Dollar slump affects European exports, recovery
- Source: Global Times
- [02:41 October 21 2009]
- Comments
While spurring the prices of oil, gold and other dollar-denominated goods to a new high, the slumping US dollar also invites worries among European countries of being squeezed by their rivals out of competition for exports.
The euro came close to $1.50 on Tuesday, a level last seen 14 months ago, as the prospect of low US interest rates for some time reduced the greenback's appeal, traders said.
"Without any concrete action to prevent euro appreciation, the door is open" for the euro to top $1.50 in the near future, said Calyon currency analyst Mitul Kotecha.
Traders even have said the value of the euro could yet regain its all-time high of $1.60.
But for politicians, the prospects are gloomy.
European finance ministers on Monday voiced concern about the strength of the euro, which is hurting exporters and hampering a nascent recovery.
"We spent quite a long time discussing exchange rates tonight, it's a problem which has us worried," Luxembourg Prime Minister Jean-Claude Juncker said after a meeting of eurozone finance ministers.
"We repeated together that we wanted a strong dollar, that we needed a strong dollar," France's Finance Minister Christine Lagarde stressed.
Experts have warned that the spluttering economic recovery in Europe is endangered by a dive in the value of the dollar, which analysts say Washington covets in order to lower debts to China and boost exports.
There is concern in Europe that Washington is seeking a short-term boost to its own exports and a long-term reduction in the value of government and private debts.
Juncker said Friday that "if the euro's direction would continue to move along the lines of recent weeks, there is a risk ... that it could slow economic recovery in Europe."
The European Commission reckons that appreciation in the euro's value against the dollar of 10 percent in real terms would see exports fall by around 2.5 percent within two years.

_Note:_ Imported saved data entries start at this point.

Issue #852, opened 2022-10-12
EvalAssert transformation crashes on some programs


jerhard:
When activating the `EvalAssert` transformation, goblint crashes on some programs when the transformation is performed.
In particular, this happens on all of the `bench/coreutil` programs. Example command-line:

```
 ./goblint  --trans.activated '["assert"]' -v ../bench/coreutils/cksum_comb.c
```

Goblint will crash with the following stack trace (on `master`, b4c0057e1d82d9649b627af96f5237b2e4a8e1e0):
<details>
  <summary>Stack trace</summary>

"The strength of the euro is coming at absolutely the wrong time," Jens Nagel, head of the international department of the German Exporters Association in Berlin, told the New York Times. "The US is our biggest trading partner after the European Union, and it's a big blow to the recovery of auto companies and industrial exporters."
Meanwhile, the falling yuan, the currency in another major exporting rival China – the country also set to be the biggest victim of the depreciating dollar – further threatens European export prospects at such a vulnerable time.
Juncker said he, European Central Bank boss Jean-Claude Trichet and EU economic and monetary affairs commissioner Joaquin Almunia would now turn their sights on Beijing before the year is out.
"It is foreseen that the three of us will travel to China before the end of this year and discuss the exchange rate policy," said Juncker, without giving any details as to what message they would carry.